One of the main objectives in achieving stability and emotional well-being involves dealing with the feelings generated after the cognitive experience of a specific situation, processing them rationally and realistically and, finally, issuing a response of acceptance and adequate assimilation of said discomfort. As Simon (2011) argues, a fundamental process in achieving this objective is to "calm the mind and see clearly".

It seems necessary to train in "disidentifying" with the intense emotion experienced at a certain moment in order to to be able to analyze it with greater perspective and greater clarity .


One of the most recognized theories about how emotions are produced was the one proposed by James-Lange at the end of the 19th century, from which the hypothesis was established that the physiological changes produced in the organism are transmitted by the autonomic nervous system. towards the cerebral cortex and derived from it, emotions arise.
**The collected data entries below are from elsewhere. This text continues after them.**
PR #3474, opened 2021-07-17
Make Users load async, ensure we don't load users in the impl

dualspiral:
[SpongeAPI](https://github.com/SpongePowered/SpongeAPI/pull/2378) | **Sponge**

So - there's a lot going on here.

* `ServerUserProvider` no longer exists. It was originally there because the `UserManager` was `UserService` and was global... obviously now it's not. No point keeping the split.
* On the other hand, `SpongeUser` has been split into two, `SpongeUserView` and `SpongeUserData`. The former is a `User`, but is just a view to the current user or player. This means that when a player is online, we can just ditch the offline version and use this object to proxy to the player. We then don't need to store or think about data on the `User` object, and allows us to drop things like `forceRecreateUser` on the user manager - things that really were just a pain to keep synced up. We'll just drop user data on login.
  
  By doing this split, it means that if we drop the user data but someone has still kept hold of the view, we no longer have to worry about weird things going on without having to time things out.
* The Notifier and Creator on the phase tracker are now UUIDs in keeping with this. If a plugin wants the user, they can go fetch it themselves. We still cache the user data for an hour so if a plugin wants the data and uses it frequently, it won't be loaded every time.
* Some assumptions regarding users in the tracker are fixed - `User` is never an entity so such checks would just say "no".

~~Still got a couple of things to fix up so it compiles on CI (_it worked on my machine!_).~~


src/main/java/org/spongepowered/common/bridge/server/MinecraftServerBridge.java
```diff
@@ -46,4 +47,7 @@
     boolean bridge$performAutosaveChecks();
 
     ServerTimingsHandler bridge$timingsHandler();
+
+    SpongeUserManager bridge$userManager();
```
Zidane, line 51: Wonder if this should be put onto `SpongeServer`? I have a, albeit, weird separation going on there.

dualspiral: Actually, yes, that would be a perfect candidate to do so.

src/main/java/org/spongepowered/common/entity/player/SpongeUserData.java
```diff
@@ -417,34 +382,28 @@ public void markDirty() {
...
-            SpongeCommon.logger().warn("Failed to save user file [{}]!", file, e);
+        synchronized (this) {
+            final SpongeUserManager userManager = ((SpongeServer) SpongeCommon.server()).userManager();
+            final LevelStorageSource.LevelStorageAccess storageSource = ((MinecraftServerAccessor) Sponge.server()).accessor$storageSource();
+            final File file = storageSource.getLevelPath(LevelResource.PLAYER_DATA_DIR).resolve(this.uniqueId() + ".dat").toFile();
+            CompoundTag compound;
+            try {
+                compound = NbtIo.readCompressed(new FileInputStream(file));
+            } catch (final IOException ignored) {
+                // Nevermind
```
Zidane: We need to print this as it typically means the compression metadata in the file failed or a file lock. We should not continue at all, if Vanilla is they are playing dangerously...

src/mixins/java/org/spongepowered/common/mixin/api/minecraft/server/MinecraftServerMixin_API.java
```diff
@@ -157,9 +155,9 @@ public MinecraftServerMixin_API(final String name) {
         this.api$scheduler = new ServerScheduler();
         this.api$playerDataHandler = new SpongePlayerDataManager(this);
         this.api$teleportHelper = new SpongeTeleportHelper();
-        this.api$userManager = new SpongeUserManager(this);
         this.api$mapStorage = new SpongeMapStorage();
         this.api$registryHolder = new SpongeRegistryHolder(p_i232576_2_);
+        this.api$spongeUserManager = new SpongeUserManager((MinecraftServer) (Object) this);
```
Zidane: just `api$userManager`

src/mixins/java/org/spongepowered/common/mixin/core/world/damagesource/IndirectEntityDamageSourceMixin.java
```diff
@@ -70,8 +80,8 @@ public String toString() {
             .add("Type", resourceKey)
             .add("Source", this.shadow$getDirectEntity())
             .add("IndirectSource", this.shadow$getEntity());
-        if (this.impl$creator != null) {
-            helper.add("SourceOwner", this.impl$creator);
+        if (this.impl$creatorUUID != null) {
+            helper.add("SourceOwner", this.impl$creatorUUID);
```
Zidane: SourceCreator...need to remove this flip flop of Owner/Creator in this codebase eventually...

src/main/java/org/spongepowered/common/entity/player/SpongeUserData.java
dualspiral: Well, this is actually a bit of a weird one because we've loaded the compound already, but on save we're loading it again and basically ignoring any changes to what we already have - this is the case with data and maybe inventories. So the correct approach is to just use what we have stored and write to that, I think.

We may want to add a way to invalidate any cache on disc in the user manager, but the use case for that will be few and far between, I'm sure.

Zidane: Ah you are performing a merge...I could see that being dangerous because who gets to say exactly what gets merged? Our code or what is on disk? What happens if a cached User is saved right before the hour mark is over yet a player has been playing the last 45 or so mins and the file is "more up to date"? I wonder if there is a way to "invalidate" User references but allow API consumers to know this happened? Trying to cover as many scenarios as possible.

dualspiral: It's difficult to say, however part of the point of this object is that any access will require a hit on the cache. That will then reset the timer.

That said, the biggest problem with the previous system was that we were holding data for a `User` and for a `Player` at the same time. This is no longer the case - if a player logs in, the `SpongeUserData` is saved, discarded, and then the `SpongeUserView` switches over to use the `ServerPlayer` as the data source automatically (though the opposite won't happen). We don't need to worry about keeping `User` and `ServerPlayer` in sync any more.

I'm not entirely sure how we could notify users that a `User` has expired, but I don't think it's going to be a significant problem.

src/main/java/org/spongepowered/common/command/sponge/SpongeCommand.java
```diff
@@ -273,34 +273,42 @@ protected void additionalActions(final Command.Builder builder) {
         return CommandResult.success();
     }
 
+    private CompletableFuture<Component> userIdToComponent(final @Nullable UUID uuid) {
+        if (uuid != null) {
+                return Sponge.server().userManager().load(uuid).handleAsync((userOptional, throwable) -> {
```
ImMorpheus: too much spacing ?

src/main/java/org/spongepowered/common/command/sponge/SpongeCommand.java
```diff
@@ -273,34 +273,42 @@ protected void additionalActions(final Command.Builder builder) {
...
-                    .append(notifier)
-                    .build());
+                final CompletableFuture<Component> creator = this.userIdToComponent(serverLocation.get(Keys.CREATOR).orElse(null));
+                final CompletableFuture<Component> notifier = this.userIdToComponent(serverLocation.get(Keys.NOTIFIER).orElse(null));
+                CompletableFuture.allOf(creator, notifier).thenAccept(x ->
+                        context.sendMessage(Identity.nil(), Component.text()
+                            .content("Block Info: ")
+                            .color(TextColor.color(SpongeCommand.GREEN))
+                            .append(Component.text(serverLocation.blockPosition().toString())
+                                    .hoverEvent(ItemStack.builder().fromBlockState(serverLocation.block()).build().createSnapshot())
```
ImMorpheus, line 303: This is not thread-safe. `ServerLocation#block` and `ItemStack#fromBlockState` should only be called from the server thread.

src/main/java/org/spongepowered/common/command/sponge/SpongeCommand.java
```diff
@@ -319,27 +327,24 @@ protected void additionalActions(final Command.Builder builder) {
...
+                        final CompletableFuture<Component> creator = this.userIdToComponent(locatableBlock.world()
+                                .get(locatableBlock.blockPosition(), Keys.CREATOR).orElse(null));
+                        final CompletableFuture<Component> notifier = this.userIdToComponent(locatableBlock.world()
+                                .get(locatableBlock.blockPosition(), Keys.CREATOR).orElse(null));
+                        CompletableFuture.allOf(creator, notifier).thenAccept(x ->
+                                context.sendMessage(Identity.nil(), Component.text()
+                                    .content("Block Info: ")
+                                    .color(TextColor.color(SpongeCommand.GREEN))
+                                    .append(Component.text(locatableBlock.blockPosition().toString())
+                                            .hoverEvent(ItemStack.builder().fromBlockState(locatableBlock.blockState()).build().createSnapshot())
```
ImMorpheus, line 339: Same as above.

src/main/java/org/spongepowered/common/command/sponge/SpongeCommand.java
```diff
@@ -357,23 +362,20 @@ protected void additionalActions(final Command.Builder builder) {
...
-                            .append(Component.text("Notifier: ", TextColor.color(SpongeCommand.MINT)))
-                            .append(notifier)
-                            .build());
+                        final CompletableFuture<Component> creator = this.userIdToComponent(entity.get(Keys.CREATOR).orElse(null));
+                        final CompletableFuture<Component> notifier = this.userIdToComponent(entity.get(Keys.NOTIFIER).orElse(null));
+                        CompletableFuture.allOf(creator, notifier).thenAccept(x ->
+                                context.sendMessage(Identity.nil(), Component.text()
+                                    .content("Entity Info: ")
+                                    .color(TextColor.color(SpongeCommand.GREEN))
+                                    .append(entity.type().asComponent().hoverEvent(entity))
```
ImMorpheus, line 371: Same as above, this will end up calling `EntityMixin_API#asHoverEvent`

src/main/java/org/spongepowered/common/entity/player/SpongeUserData.java
```diff
@@ -118,24 +113,53 @@
...
-    public SpongeUser(final GameProfile profile) {
+    public static SpongeUserData create(final GameProfile profile) throws IOException {
+        final ServerLevel world = SpongeCommon.server().overworld();
+        if (world == null) {
+            SpongeCommon.logger().warn("Overworld not initialized, cannot create users!");
+            throw new IllegalStateException("Overworld not initialized, cannot create users!");
+        }
+
+        final LevelStorageSource.LevelStorageAccess storageSource = ((MinecraftServerAccessor) Sponge.server()).accessor$storageSource();
+        final File file = storageSource.getLevelPath(LevelResource.PLAYER_DATA_DIR).resolve(profile.getId().toString() + ".dat").toFile();
```
ImMorpheus, line 137: Thought about migrating this to `Path` (java.nio) ?

src/main/java/org/spongepowered/common/entity/player/SpongeUserData.java
```diff
@@ -118,24 +113,53 @@
...
+            final int version = compound.contains("DataVersion", 3) ? compound.getInt("DataVersion") : -1;
+            NbtUtils.update(DataFixers.getDataFixer(), DataFixTypes.PLAYER, compound, version);
+            return new SpongeUserData(profile, compound);
+        } catch (final IOException e) {
+            SpongeCommon.logger().warn("Corrupt user file '{}'!", file, e);
+            throw e;
+        }
+    }
+
+    public SpongeUserData(final GameProfile profile, final CompoundTag tag) {
```
ImMorpheus: Should this be private ?

src/main/java/org/spongepowered/common/entity/player/SpongeUserData.java
```diff
@@ -417,34 +383,21 @@ public void markDirty() {
...
-        try (final FileOutputStream out = new FileOutputStream(file)) {
-            NbtIo.writeCompressed(compound, out);
-            SpongeUser.dirtyUsers.remove(this);
-            this.invalidate();
-        } catch (final IOException e) {
-            SpongeCommon.logger().warn("Failed to save user file [{}]!", file, e);
+        synchronized (this) {
+            final SpongeUserManager userManager = ((SpongeServer) SpongeCommon.server()).userManager();
+            final LevelStorageSource.LevelStorageAccess storageSource = ((MinecraftServerAccessor) Sponge.server()).accessor$storageSource();
+            final File file = storageSource.getLevelPath(LevelResource.PLAYER_DATA_DIR).resolve(this.uniqueId() + ".dat").toFile();
```
ImMorpheus, line 401: Same as above (migrate to path ?)

src/main/java/org/spongepowered/common/event/tracking/PhaseContext.java
```diff
@@ -396,6 +399,12 @@ protected P defensiveCopy(final PhaseTracker tracker) {
         return newCopy;
     }
 
+    private void checkNotCompleted() {
```
ImMorpheus, line 402: `requireNotCompleted` ?

src/main/java/org/spongepowered/common/user/SpongeUserManager.java
```diff
@@ -24,96 +24,404 @@
...
     @Override
-    public User findOrCreate(final GameProfile profile) {
-        return this.serverUserProvider.getOrCreateUser(this.ensureNonEmptyUUID(profile), false);
+    public CompletableFuture<Optional<User>> load(final String lastKnownName) {
+        Objects.requireNonNull(lastKnownName, "lastKnownName");
+        if (lastKnownName.isEmpty() || lastKnownName.length() <= 16) {
+            throw new IllegalArgumentException(String.format("Invalid username %s", lastKnownName));
+        }
+        final com.mojang.authlib.@Nullable GameProfile mcProfile =
+                this.server.getProfileCache().get(lastKnownName.toLowerCase(Locale.ROOT));
```
ImMorpheus: Since this is  using a `ConcurrentMap` under the hood and should be safe to call off thread, can we wrap this in a CompletableFuture and chain the result ?

ImMorpheus (changes requested):
WIP, I'm nearly done

testplugins/src/main/java/org/spongepowered/test/customdata/CustomDataTest.java
```diff
@@ -209,12 +211,14 @@ public void onJoin(final ServerSideConnectionEvent.Join event) {
...
-        if (user.isPresent()) {
-            final Integer integer = user.get().get(this.myDataKey).orElse(0);
-            this.plugin.logger().info("Custom data on user {}: {}", user.get().name(), integer);
-            user.get().offer(this.myDataKey, number);
-        }
+    private CompletableFuture<Void> customUserData(final UUID playerUUID, final int number) {
+        return Sponge.server().userManager().load(playerUUID)
+                .thenAccept(user -> {
+                    if (user.isPresent()) {
+                        final Integer integer = user.get().get(this.myDataKey).orElse(0);
```
ImMorpheus, line 218: This is not thread-safe, it's calling `PlayerList#getPlayer` under the hood

src/main/java/org/spongepowered/common/entity/player/SpongeUserData.java
dualspiral: I'm not doing that here. This is mirroring what Vanilla does and I don't really want to break from that, the comparison is easier then.

testplugins/src/main/java/org/spongepowered/test/customdata/CustomDataTest.java
```diff
@@ -135,11 +136,12 @@ public void onRegisterSpongeCommand(final RegisterCommandEvent<Command.Parameter
...
-                            final Scheduler scheduler = Sponge.server().scheduler();
-                            scheduler.submit(Task.builder().delay(Ticks.single()).execute(() -> this.customUserData(player.uniqueId(), number)).plugin(this.plugin).build());
-                            scheduler.submit(Task.builder().delay(Ticks.of(2)).execute(() -> this.customUserData(player.uniqueId(), number)).plugin(this.plugin).build());
+                            this.customUserData(player.uniqueId(), number).thenAcceptAsync(v -> {
+                                player.kick(Component.text("Setting User data..."));
+                                final Scheduler scheduler = Sponge.server().scheduler();
+                                scheduler.submit(Task.builder().delay(Ticks.single()).execute(() -> this.customUserData(player.uniqueId(), number).join()).plugin(this.plugin).build());
+                                scheduler.submit(Task.builder().delay(Ticks.of(2)).execute(() -> this.customUserData(player.uniqueId(), number).join()).plugin(this.plugin).build());
+                            }, Sponge.server().scheduler().createExecutor(this.plugin));
```
ImMorpheus, line 144: Since this is a testplugin it's a good idea to add `.exceptionally` and showcase exception handling

src/main/java/org/spongepowered/common/user/SpongeUserManager.java
dualspiral: I actually don't want it to go to Mojang for this so I'll just change the call.

src/mixins/java/org/spongepowered/common/mixin/core/server/network/ServerLoginPacketListenerImplMixin.java
```diff
@@ -94,36 +103,90 @@ public void handleAcceptedLogin() {
...
+
+                        try {
+                            this.server.getPlayerList()
+                                    .placeNewPlayer(this.connection, this.server.getPlayerList().getPlayerForLogin(this.gameProfile));
+                        } catch (final Exception e) {
+                            throw new RuntimeException(e);
+                        }
+                    }
+                    return null;
+                }, SpongeCommon.server()).handle((ignored, throwable) -> {
```
ImMorpheus: `.exceptionally` ?

src/main/java/org/spongepowered/common/user/SpongeUserManager.java
ImMorpheus: Fair enough

ImMorpheus (changes requested):

src/main/java/org/spongepowered/common/entity/player/SpongeUserData.java
ImMorpheus: Fair enough

testplugins/src/main/java/org/spongepowered/test/customdata/CustomDataTest.java
dualspiral: ...but it's not going to call an exception here, so why?

I'm not interested in changing the test plugins in this PR, only to get them working. Once this is merged, if you want to update the plugins, have at it.

ImMorpheus: > I'm not interested in changing the test plugins in this PR, only to get them working.

:+1:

Thus, these authors were opposed to the initial theoretical principle that argued that emotions are the cause of physiological change. For James-Lange the individual does not cry because he is sorry, but he is sorry because he cries.

Subsequently, the Cannon-Bard approach at the beginning of the 20th century succeeded a greater consensus regarding the physiological explanation of the emotions postulating that both the bodily reaction and the emotion occur simultaneously and are interdependent. In this way, the idea that a fundamental factor in the identification of emotions becomes the analysis in the physiological reaction that a person emits before a concrete experience began to be considered valid.


On the other hand, from the most current approaches on the construct emotional intelligence, it is understood that there is a bidirectional relationship between emotions and thoughts. That is to say, that both influence each other, for which, another indispensable element to observe consists of the type of cognitions that a person generates when he interprets a specific experience .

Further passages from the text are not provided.